**Work task:** Each line from the start of the data below through the one containing "- name: Finish migrating Grout" must be reproduced exactly.

═══

PR #714, opened 2018-09-18
Fix docker command in grout playbook

ddohler:
## Overview

This was a change that @pcaisse and I discovered in the course of testing the Grout PR, but I think we got so excited about it actually working that we forgot to, you know, commit it. This fixes that and should fix any problems with migrating to grout.

### Checklist

## Testing Instructions

 * Follow the instructions in https://github.com/WorldBank-Transport/DRIVER/pull/713
 * It should work, rather than failing.

### DIFF
--- a/deployment/ansible/migrate_to_grout.yml
+++ b/deployment/ansible/migrate_to_grout.yml
@@ -13,10 +13,10 @@
   become: true
   tasks:
     - name: Move Ashlar tables to Grout
-      command: docker run --rm {{ docker_repository }}driver-app:{{ docker_image_tag }} ./manage.py migrate data 0011
+      command: docker exec driver-app ./manage.py migrate data 0011
 
     - name: Finish migrating Grout
-      command: docker run --rm {{ docker_repository }}driver-app:{{ docker_image_tag }} ./manage.py migrate grout
+      command: docker exec driver-app ./manage.py migrate grout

═══

**Answer area:**
PR #714, opened 2018-09-18
Fix docker command in grout playbook

ddohler:
## Overview

This was a change that @pcaisse and I discovered in the course of testing the Grout PR, but I think we got so excited about it actually working that we forgot to, you know, commit it. This fixes that and should fix any problems with migrating to grout.

### Checklist

## Testing Instructions

 * Follow the instructions in https://github.com/WorldBank-Transport/DRIVER/pull/713
 * It should work, rather than failing.

### DIFF
--- a/deployment/ansible/migrate_to_grout.yml
+++ b/deployment/ansible/migrate_to_grout.yml
@@ -13,10 +13,10 @@
   become: true
   tasks:
     - name: Move Ashlar tables to Grout
-      command: docker run --rm {{ docker_repository }}driver-app:{{ docker_image_tag }} ./manage.py migrate data 0011
+      command: docker exec driver-app ./manage.py migrate data 0011
 
     - name: Finish migrating Grout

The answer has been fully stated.